I just started using the bazooka and i am getting wrinkles down the center of tape as if i was hand taping, my mud is runny enogh, i use supertaper for ever so i am kind of new with the bazooka.
Why is that happening??


----------



## endo_alley (Nov 2, 2013)

Yainiel said:


> I just started using the bazooka and i am getting wrinkles down the center of tape as if i was hand taping, my mud is runny enogh, i use supertaper for ever so i am kind of new with the bazooka.
> Why is that happening??


Maybe letting the tape sit too long before wiping. Maybe not prefilling sufficiently. Maybe not "V"-ing the butt joints and pre filling them.


----------



## fr8train (Jan 20, 2008)

Take a good look at your bevel edges. Where the sheets come together in the flats, is the edge of the board nice and square, or kind of rounded? I'd bet it's rounded. Plus waiting too long like endo said doesn't help. I'll run a tube full, wipe them in, rinse & repeat. If you're new to the taper, only run a half tube, about 40 ft or so, and wipe. Once you get the speed up to snuff, then you can rock and roll!


----------



## VANMAN (Jan 14, 2011)

fr8train said:


> Take a good look at your bevel edges. Where the sheets come together in the flats, is the edge of the board nice and square, or kind of rounded? I'd bet it's rounded. Plus waiting too long like endo said doesn't help. I'll run a tube full, wipe them in, rinse & repeat. If you're new to the taper, only run a half tube, about 40 ft or so, and wipe. Once you get the speed up to snuff, then you can rock and roll!
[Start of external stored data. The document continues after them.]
PR #23, opened 2020-06-24
Change rate logic to use Kraken ticker instead of OHLC endpoint

da-kami:
After @bonomat pointed out that we should use the ticker's ask and bids for coming up with the rate rather than the OHLC I implemented with quickly.

Reasoning:

This is important, because the `OHLC` depicts a market price that is in the past, whereas the `ask` and `bid` represent the current _expected_ price in the market. 

I did several fast iterations on that thing. Fast code churn style.

Since the `Rate` model was not optimal yet I iterated on that and introduced `kraken::btc_dai::Rate` and `kraken::btc_dai::MidMarketRate`.
Removed `markets`, removed `TradingPair`, removed `Position`.

Note that we might want to consider re-introducing that `Position` for the 
More on that in blogpost on basecamp - coming soon :)

Note that some clippy stuff was fixed because the errors/warning were annoying.


src/markets.rs
```diff
@@ -20,124 +21,36 @@ pub enum Position {
...
+pub async fn get_rate(trading_pair: TradingPair, position: Position) -> anyhow::Result<Rate> {
 
-        let trading_pair = self.trading_pair;
-        let timestamp = self.timestamp;
+    let ask_bid = kraken::get_ask_bid(trading_pair).await?;
 
-        match position {
-            Position::Buy => Ok(Rate {
+    match position {
+        // ask = sell
```
da-kami, line 30: this is confusing... I feel we should come up with a better model for this :)

da-kami:
@D4nte @luckysori note that I also fixed a bunch of unrelated clippy errors/warnings (in tests and elsewhere) with this now, because it was quite annoying when trying to figure out what is still to be fixed.

src/bitcoin.rs
```diff
@@ -33,7 +33,7 @@ impl Amount {
 
     /// Allow to know the worth of self in dai using the given conversion rate.
     /// Truncation may be done during the conversion to allow a result in attodai.
-    pub fn worth_in(&self, btc_to_dai_rate: Rate) -> dai::Amount {
+    pub fn worth_in(self, btc_to_dai_rate: Rate) -> dai::Amount {
```
D4nte, line 36: Why consuming if you can avoid it? Or you cannot avoid it anymore?

src/kraken.rs
```diff
@@ -0,0 +1,139 @@
...
+    bid: Vec<String>,
+}
+
+impl TryFrom<TickerData> for Rate {
+    type Error = serde_json::Error;
+
+    fn try_from(value: TickerData) -> Result<Self, Self::Error> {
+        let ask_price = value
+            .ask
+            .first()
```
D4nte, line 43: Is `first` (returned by Kraken) the most recent or the highest? We are looking for the highest price, aren't we?

src/kraken.rs
```diff
@@ -0,0 +1,139 @@
...
+            .ok_or_else(|| serde_json::Error::custom("no ask price"))?;
+        let bid_price = value
+            .bid
+            .first()
+            .ok_or_else(|| serde_json::Error::custom("no bid price"))?;
+
+        Ok(Rate {
```
D4nte, line 50: Ok yeah, this is not a `Rate`. You could call it `BidAndAsk`: https://www.investopedia.com/terms/b/bid-and-ask.asp

src/kraken.rs
```diff
@@ -0,0 +1,139 @@
...
+}
+
+pub mod btc_dai {
+    use super::*;
+    use chrono::{DateTime, Utc};
+
+    #[derive(Debug, Copy, Clone, PartialEq)]
+    pub struct MidMarketRate {
+        value: f64,
+        timestamp: DateTime<Utc>,
```
D4nte, line 68: Do we ever use the timestamp?

src/rate.rs
```diff
@@ -83,7 +83,7 @@ impl Spread {
         Ok(Spread(permyriad))
     }
 
-    pub fn apply(&self, rate: Rate) -> anyhow::Result<Rate> {
+    pub fn apply(self, rate: Rate) -> anyhow::Result<Rate> {
```
D4nte, line 86: Why this change?

luckysori:
@D4nte: I'm going to merge this as is and iterate on it keeping your comments in mind.

src/kraken.rs
luckysori: AFAIK, the ask field of a trading ticker contains the latest information. Same for the bid.

Here `.first()` is just selecting the first field in the array `[price, whole_lot_volume, lot_volume]`, according to https://www.kraken.com/features/api.

src/kraken.rs
luckysori: @da-kami: what was the plan for the timestamp? I am keen to remove it.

I'm with u there on the rounded edge!
Lafarge do board over here and it's got that F*ckin rounded edge!
I hate the stuff with a passion and builders I work for stopped using after me crying like a baby!!
But I hear there is a new board on the go here and its meant to have a huge deep bevel and the rounded edge!:furious:
Told him I wont b doing the taping if they start using it!:thumbsup:


----------



## fr8train (Jan 20, 2008)

Back to the OP, How long are the tape where you're getting the wrinkle? On longer seams, I'll split the tape. Just makes it easier to wipe in.


----------



## Mudstar (Feb 15, 2008)

Yainiel said:


> I just started using the bazooka and i am getting wrinkles down the center of tape as if i was hand taping, my mud is runny enogh, i use supertaper for ever so i am kind of new with the bazooka.
> Why is that happening??


its your wiping technique


----------



## Yainiel (Apr 6, 2015)

I'll see if splitting the tape works.


----------



## Bazooka-Joe (Dec 31, 2010)

wipe from middle of flat first 
apply good pressure, 

use non stainless steel knife as rustable knives grip the tape


----------



## Mudstar (Feb 15, 2008)

Yainiel said:


> I'll see if splitting the tape works.


----------